■ Work request ■
With the records below as input, work out how many lines include the word "ParsingPredicate". Give only the number.

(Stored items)
───
PR #2121, opened 2026-08-26
feat: project add/remove policy-engine and policy with natural-language generation

tejaskash:
## What

Adds project-based Policy support per the locked design in the workspace doc AddPolicy.md:

- `agentcore project add policy-engine --name <n> [--description] [--encryption-key-arn] [--tags] [--attach-to-gateways <names...>] [--attach-mode log-only|enforce]`
- `agentcore project add policy --engine <e> --name <n> --statement <inline|file://|-> [--validation-mode] [--enforcement-mode] [--authorization-phase]`
- `agentcore project remove policy --name <n> [--engine <e>]` (engine inferred when unambiguous)
- `agentcore project remove policy-engine --name <n>` (strips gateway `policyEngineConfiguration` references)

Supporting changes:

- Deployed-name rules live in `gatewayResourceName` / `policyEngineResourceName` next to the schemas, mirroring the L3 constructs and honoring the spec's `resourceName` override. The `add gateway` handler uses the shared rule.
- `ProjectSpecSchema` gained a referential check: a gateway `policyEngineConfiguration.policyEngineName` must name a declared engine (design decision 3 relies on schema validation of hand-edits).
- Attach mode defaults to ENFORCE, unknown gateway and engine names fail fast, and the policy duplicate check is project-wide because policy names are account-unique on the service.

**Per review, `--generate` (natural-language policy generation) and its `PolicyClient` core sub-client moved to the stacked follow-up #2127.**

## Not in this PR

- `--generate` and `PolicyClient`: #2127 (stacked on this branch).
- The README documents only the resource-inspection commands and has no `project` section, so no README change (per plan).
- L3 follow-ups tracked separately: mirror `enforcementMode` / `authorizationPhase` in the L3 `PolicySchema`, pass `EnforcementMode` to `CfnPolicy`, add policy construct tests.

## Testing

- Unit and integration: full suite green (`bun test src`), typecheck clean, per-slice and whole-branch simplify reviews applied.
- Live e2e in us-west-2 (account 887863153624), vended pin `@aws/agentcore-cdk@0.1.0-alpha.45`: project created, gateway/engine/policy added, deployed, engine `PolicyE2E_Guardrails` and policy `DenyAll` verified ACTIVE via the control plane, both removes exercised (including engine-inference without `--engine`), gateway reference stripped, stack deleted.

Service-side Cedar validation learnings recorded in the design doc: wildcard resources are rejected at CreatePolicy (constrain to `resource is AgentCore::Gateway`), and blanket forbids fail `FAIL_ON_ANY_FINDINGS` as Overly Restrictive, so deny-all policies need `--validation-mode ignore-all-findings`.


src/core/policy.test.ts
```diff
@@ -0,0 +1,128 @@
+import { describe, expect, test } from "bun:test";
+import {
```
jariy17: Golden test only in handlers

tejaskash:
Addressed all three harness review findings in fedf4c1b:

1. `add policy-engine` now fails fast when the deployed service name (`policyEngineResourceName`) exceeds the 48-char service limit, matching the gateway handler.
2. The `--generate` path pre-checks project-wide policy-name uniqueness before starting the multi-minute generation, so a duplicate name no longer surfaces only after the wait.
3. Exhausting the generation poll loop while still GENERATING now reports that the CLI's wait window elapsed and the generation may still complete, instead of `did not complete: GENERATING`.

Each fix landed with a test (32 tests across the three touched files, full suite 2146 green, typecheck clean).

tejaskash:
Rebased onto the latest `refactor` (now includes #2105/#2112 deployed-state work and the restructured `FsProjectManager.addResource`). The policy arms were adapted to the new direct-mutation idiom during the rebase: the `specPatch` mechanism is gone (gateway attachment now mutates `projectSpec.agentCoreGateways` in place inside the same validated write), and policy/policy-engine inserts go through the base's `parseResource` helper. Full suite green (2153 = base 2113 plus this branch's 40 tests), typecheck clean.

Note for a follow-up outside this PR: `--generate` resolves deployed engine/gateway by service-name matching because no deployed state existed when it was designed; with `deployed-state.json` now on the branch it could read ids from there instead.

src/core/policy.tsx
```diff
@@ -0,0 +1,137 @@
+import { setTimeout as sleep } from "node:timers/promises";
```
jariy17: Can we split up this PR into imperative based and project based? Also, I noticed that we are creating a seperate CorePolicyClient just for the projects add policy command.

jariy17 (approved):

jariy17 (changes requested):
Check review comments

src/core/policy.tsx
tejaskash: Everything in this PR is project-based: the two `project add` commands, the two `project remove` forms, and the spec/schema changes. There is no imperative `agentcore policy ...` surface here, so an imperative/project split would leave one of the PRs empty.

The piece that reads as imperative is `PolicyClient`, which makes control-plane calls, but it exists only to serve `project add policy --generate` (resolve the deployed engine and gateway, run `StartPolicyGeneration`, poll, read assets). If you'd like the PR smaller, the clean split is by capability rather than by surface: spec-editing commands (`--statement`, removes) in one PR and `--generate` plus `PolicyClient` in a second. That slice is one commit and extracts cleanly, so say the word and I'll split it.

On the dedicated `CorePolicyClient`: it follows the repo's consumer-owned-interface pattern; gateway, memory, and eval each pair a handler-side `Core*Client` interface with one core sub-client, and none of the existing sub-clients owns policy-generation calls. When an imperative `agentcore policy` surface lands later, it will consume this same client rather than needing a new one. A likely follow-up will also shrink it: now that `deployed-state.json` persistence is on `refactor` (#2105), the two list-and-match loops plus the `GetGateway` call can collapse into a state-file read.

src/core/policy.test.ts
tejaskash: The golden/flow coverage does live only in the handler tests: they drive the real root handler against a real temp project and assert on agentcore.json, with `TestPolicyClient` standing in for this client. `policy.test.ts` is the other altitude: a unit test faking the SDK at `.send()`, covering behavior the handler tests cannot reach through the fake, namely nextToken pagination, poll exhaustion, `GENERATE_FAILED` reasons, Dogwood `policy` definition members, and findings-only assets (the last two were caught live during the e2e). Same split as `gateway.tsx` / `eval.tsx` and their tests. If you meant something else by this, happy to adjust.

src/core/policy.tsx
tejaskash: Done: `--generate` and `PolicyClient` are extracted to #2127, stacked on this branch. This PR is now purely the spec-editing surface (add/remove for policy-engine and policy with `--statement`), no core client. Extraction was a pure move: the stacked branch tree is byte-identical to this branch's pre-split tip.

src/core/policy.test.ts
jariy17: Just follow what batch-evaluation does, it puts all the edge cases through a separate handler test file using regular mocking techniques. (batch-evaluation.test.ts)

src/projectSchemas/policy.ts
```diff
@@ -49,3 +49,10 @@ export const PolicyEngineSchema = z.object({
     ),
 });
 export type PolicyEngine = z.infer<typeof PolicyEngineSchema>;
+
+/**
+ The deployed service name of a policy engine; mirrors the L3 AgentCorePolicyEngine construct's rule.
+**/
+export function policyEngineResourceName(projectName: string, engineName: string): string {
```
jariy17: shift to handler since its only used there.

tejaskash: Done in f6586304: `policyEngineResourceName` now lives in the policy-engine handler. The generate follow-up (#2127) imports it from there when it gains a second consumer.

src/core/policy.test.ts
tejaskash: Done on #2127 in ef9f23ca, following the batch-evaluation shape: `src/core/policy.test.ts` is deleted and the edge cases (deployed-resource resolution, poll exhaustion, GENERATE_FAILED reasons, Dogwood definition members, findings-only assets) now run through the real root handler in `src/handlers/project/add/policy/generate.test.ts`, with the control client mocked at `.send()`.

src/projectSchemas/gateway.ts
```diff
@@ -433,6 +433,17 @@ export type GatewayPolicyEngineConfiguration = z.infer<
 >;
 export const GatewayProtocolTypeSchema = z.enum(["MCP", "None"]);
 export type GatewayProtocolType = z.infer<typeof GatewayProtocolTypeSchema>;
+
+/**
+ The deployed service name of a gateway; mirrors the L3 Gateway construct's rule.
+**/
+export function gatewayResourceName(
```
jariy17: Why are you adding helper functions here if its only used by the handler.

tejaskash: Done in 9065f01b: `gatewayResourceName` moved into the `add gateway` handler, same treatment as `policyEngineResourceName`. Both schema modules are back to pure shape definitions.

jariy17 (approved):

PR #72, opened 2020-01-13
[IMP] Parser: make parser node-agnostic

Zinston:
#### Notes
1. The following nodes become managed by plugins: `Char`, `LineBreak`, `Heading`, `Paragraph`
2. `Heading` and `Paragraph` now being handled individually, `VElement` becomes the model for an unknown `VNode`. As such, it has no parser but is instead instantiated whenever the node could not be parsed by anyone else.
3. The `Parser` now receives `ParsingPredicate`s from the plugins. These return a parsing function or undefined. The first predicate to return a parsing function (in the order that the plugins were added to the editor) parses the node and returns an array of `VNode` (extensions).
4. Parsing functions receive the current parsing context and return a new one, together with a `ParsingMap` (see below). In `Parser`, `nextParsingContext` then sees if that parsing context has to be added to its `_contextStack` (see below), if the stack has to be popped, or if it can simply move on to the next node to parse.
5. The aforementioned `_contextStack` is there to ensure nodes are parsed according to the context given by their parent. This allows us to handle inherited contexts, like the format state.
6. The aforementioned `ParsingMap` maps the `vNode`s that the parsing function created with their respective dom nodes. This way the `Parser` can then add them to the `VDocumentMap`.
6. Currently, appending a `VNode` to its parent is done within the parsing functions. It could instead return the nodes to append, if any, so the `Parser` handles that part. This would make for better separation of concerns, but uglier, chunkier return statements.

#### Todo
- Move format logic out of there (for a 'format' PR)
- Throw an error if a parsing function changes the node to parse in its context beyond acceptable bounds (ie. beyond its own parent, as that could break `nextParsingContext`.
- Do something similar to this with the `Renderer`.


Zinston:
@dmo-odoo Here's a first acceptable version. I believe it has everything we discussed. Obviously the commits will need to be rearranged but I thought this could actually be easier for you to review this way for now.

packages/core/src/Parser.ts
```diff
@@ -217,33 +221,34 @@ export class Parser {
...
         const parentVNode = this.currentContext.parentVNode;
         const format = this.currentContext.format[0];
         this.parseNode();
-        const parsedVNodes = this.currentContext.lastParsed as CharNode[];
-        parsedVNodes.forEach((parsedVNode: CharNode, index: number) => {
-            parsedVNode.format = { ...parsedVNode.format, ...format };
-            VDocumentMap.set(parsedVNode, node, index);
-            parentVNode.append(parsedVNode);
-        });
+        Array.from(this.currentContext.parsingMap.keys()).forEach(
```
dmo-odoo: The context being somewhat hidden in `this` is particulary hurting here, because we have no way to tell that calling `this.parseNode()` had any impact on `this.currentContext.parsingMap` !

packages/core/src/Parser.ts
```diff
@@ -217,33 +221,34 @@ export class Parser {
...
+            (parsedVNode: CharNode, index: number) => {
```
dmo-odoo: I'm surprised typescript lets you write this. How can it be sure that it is a `CharNode` rather than `VNode`?

packages/core/src/Parser.ts
```diff
@@ -178,10 +182,10 @@ export class Parser {
     _parseElementNode(): void {
         const context = { ...this.currentContext };
 
-        const node = context.node;
+        const node = context.currentNode;
         const newContext = this.parseNode();
-        const parsedNode = newContext.lastParsed[newContext.lastParsed.length - 1];
-        if (Format.tags.includes(context.node.nodeName)) {
+        const parsedNode = newContext.parsingMap.keys().next().value;
```
dmo-odoo: 👀

packages/core/src/Parser.ts
```diff
@@ -70,7 +70,12 @@ export class Parser {
         // the HTML tag of the DOM Node. This way we may not support the node
         // but we don't break it either.
         const context = { ...this.currentContext };
-        context.lastParsed = [new VElement(this.currentContext.node.nodeName)];
+        context.parsingMap = createMap([
+            [
+                new VElement(this.currentContext.currentNode.nodeName),
+                this.currentContext.currentNode,
+            ],
+        ]);
```
dmo-odoo: What was the point of this `parsingMap` again ? (I still don't understand the point of `lastParsed` either.)

packages/core/src/Parser.ts
```diff
@@ -10,16 +10,16 @@ import { VElement } from './VNodes/VElement';
...
     readonly rootNode?: Node;
     currentNode?: Node;
-    parsingMap?: Map<VNode, Node[]>;
     parentVNode?: VNode;
     format?: FormatType[];
     vDocument: VDocument;
 }
 export type ParsingPredicate = (node: Node) => ParsingFunction;
-export type ParsingFunction = (context: ParsingContext) => ParsingContext;
+export type ParsingFunction = (context: ParsingContext) => [ParsingContext, ParsingMap];
```
dmo-odoo: This is undoing the previous commit. In a good way so there is that, but I don't understand why it is not squashed into the previous commit.

packages/core/src/Parser.ts
```diff
@@ -222,61 +220,72 @@ export class Parser {
...
             parentVNode.append(parsedVNode);
         });
+        return context;
     }
-    _nextParsingContext(): void {
-        let nextContext = { ...this.currentContext };
-
-        const node = this.currentContext.currentNode;
+    _nextParsingContext(context: ParsingContext): void {
+        const node = context.currentNode;
```
dmo-odoo: Why was `nextContext` lost here ? It is cognitively important !

packages/core/src/Parser.ts
```diff
@@ -151,19 +147,21 @@ export class Parser {
      * Parse a node depending on its DOM type.
      */
     _parseNode(): void {
+        let context;
         switch (this.currentContext.currentNode.nodeType) {
             case Node.ELEMENT_NODE: {
-                this._parseElementNode();
+                context = this._parseElementNode();
```
dmo-odoo: 👍

packages/core/src/Parser.ts
```diff
@@ -222,61 +220,72 @@ export class Parser {
...
             if (parsedParent) {
-                nextContext.parentVNode = parsedParent[0];
+                context.parentVNode = parsedParent[0];
             }
-            this._contextStack.push(nextContext);
+            this._contextStack.push(context);
         } else if (node.nextSibling) {
             // Parse the siblings of the current node with the same parent, if any.
-            nextContext.currentNode = node.nextSibling;
+            this.currentContext.currentNode = node.nextSibling;
```
dmo-odoo: Weird... sometimes this function alters `context`, sometimes it alters `this.currentContext`. Red alert, red alert ! 🔴

packages/core/src/Parser.ts
```diff
@@ -222,61 +220,72 @@ export class Parser {
...
+                if (!this.currentContext) {
+                    // If we went back up the whole stack, we start with a new
+                    // context.
+                    this._contextStack.push({
+                        rootNode: context.rootNode,
+                        currentNode: ancestor.nextSibling,
+                        parentVNode: context.parentVNode,
+                        format: [],
+                        vDocument: context.vDocument,
+                    });
```
dmo-odoo: What ? There was an initial context at the beginning when the parsing started. There is no reason this one could not be retrieved here.

packages/core/src/Parser.ts
```diff
@@ -8,14 +8,14 @@ import { DomRangeDescription } from './EventNormalizer';
 import { utils } from '../../utils/src/utils';
 import { VElement } from './VNodes/VElement';
 import { FragmentNode } from './VNodes/FragmentNode';
-import { FormatType, CharNode } from '../../plugin-char/CharNode';
+import { FormatType } from '../../plugin-char/CharNode';
```
dmo-odoo: I don't understand this entire commit.

packages/core/src/CorePlugin.ts
```diff
@@ -68,20 +62,6 @@ export class CorePlugin extends JWPlugin {
     insert(params: InsertParams): void {
         this.editor.vDocument.insert(params.value);
     }
-    /**
-     * Insert text at range.
-     *
-     * @param params
-     */
-    insertText(params: InsertTextParams): void {
```
dmo-odoo: You forgot to move the `Params` types associated with these commands. And this PR is not rebased on master.

packages/plugin-char/Char.ts
```diff
@@ -33,4 +42,94 @@ export class Char extends JWPlugin {
...
+     *
+     * If the range is collapsed, add `text` to the vDocument and copy the formating of the
+     * previous char or the next char.
+     *
+     * If the range is not collapsed, replace the text with the formating that was present in the
+     * range.
+     *
+     * @param text
+     */
+    insertText(params: InsertTextParams): void {
```
dmo-odoo: I would have put `insertText` before `applyFormat` because I see `insertText` as being more "basic" than `applyFormat`.

packages/plugin-devtools/test/devtools.test.ts
```diff
@@ -733,7 +733,7 @@ describe('plugin-devtools', () => {
             const subpanel = devtools.querySelector('devtools-panel.active mainpane-contents');
             expect(subpanel.textContent).to.equal('insertTextsetRange');
         });
-        it('should select "insertParagraphBreak"', async () => {
+        it('should select "insertLineBreak"', async () => {
```
dmo-odoo: Isn't this undoing the previous commit changes ?

packages/core/test/Renderer.test.ts
```diff
@@ -1,5 +1,5 @@
 import { expect } from 'chai';
-import JWEditor from '../src/JWEditor';
+import { createBasicEditor } from '../../bundles/basic';
```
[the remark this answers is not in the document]
dmo-odoo: test
```
typescript
const test = 'test';
```
test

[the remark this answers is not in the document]
dmo-odoo: test
```typescript
test 
```
test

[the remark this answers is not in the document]
dmo-odoo: test
```typescript
const dmo;
```
test

packages/core/src/Parser.ts
```diff
@@ -149,12 +159,49 @@ export class Parser {
     _parseNode(): void {
         let context;
         switch (this.currentContext.currentNode.nodeType) {
-            case Node.ELEMENT_NODE: {
-                context = this._parseElementNode();
-                break;
-            }
+            case Node.ELEMENT_NODE:
```
Zinston: This switch can be removed.

packages/plugin-char/Char.ts
Zinston: Ok.

packages/plugin-char/Char.ts
```diff
@@ -33,4 +42,94 @@ export class Char extends JWPlugin {
...
+        const text = params.value;
+        const format = this._getCurrentFormat();
+        // Split the text into CHAR nodes and insert them at the range.
+        const characters = text.split('');
+        const nodes = characters.map(char => new CharNode(char, format));
+        this.editor.vDocument.formatCache = null;
+        nodes.forEach(node => this.editor.vDocument.insert(node));
+    }
+
+    //--------------------------------------------------------------------------
```
Zinston: fail

packages/core/src/Parser.ts
```diff
@@ -17,25 +17,32 @@ interface ParsingContext {
     format?: FormatType[];
     vDocument: VDocument;
 }
-
+export type ParsingPredicate = (node: Node) => ParsingFunction;
```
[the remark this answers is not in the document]
Zinston: What should we name them?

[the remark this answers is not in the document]
Goaman: I don't see the value of an intermediate structure (e.g. the parsing predicates).
I only see boilerplate code.
The branching could be handled directly in one simple `parse` (and for the renderer, `render`) function without introducing another concept.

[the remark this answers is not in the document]
Zinston: After discussion, we're removing this predicate thing.

packages/plugin-list/test/List.test.ts
```diff
@@ -0,0 +1,2410 @@
+import { expect } from 'chai';
```
Zinston: @Goaman I need your mocha expertise for this commit: the tests are not being concatenated with the other tests.

packages/core/src/VNodes/VNode.ts
```diff
@@ -47,11 +47,17 @@ export class VNode {
     get name(): string {
         return this.constructor.name;
     }
+    /**
```
Zinston: @dmo-odoo In case you wonder what the concrete use is of this, and what it has to do with the PR: it allows us to remove the reference to `LineBreakNode` in `DevTools`. It might be overkill though so if you want to skip it I'm not going to fight ;-)

packages/plugin-list/List.ts
```diff
@@ -1,22 +1,83 @@
...
+        while (children.length && _isEmptyTextNode(children[0])) {
+            children.shift();
+        }
+        // A list item with no children should be skipped.
+        if (!children.length) {
             return [context, parsingMap];
         }
+        // Inline elements in a list item should be wrapped in a paragraph.
+        if (!utils.isBlock(children[0]) || children[0].nodeName === 'BR') {
+            const paragraph = new ParagraphNode(); // todo: remove reference to plugin
```
Zinston: @dmo-odoo This is not ok, right? But I can't think of a way to avoid it...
───
■ Response to this exercise ■
3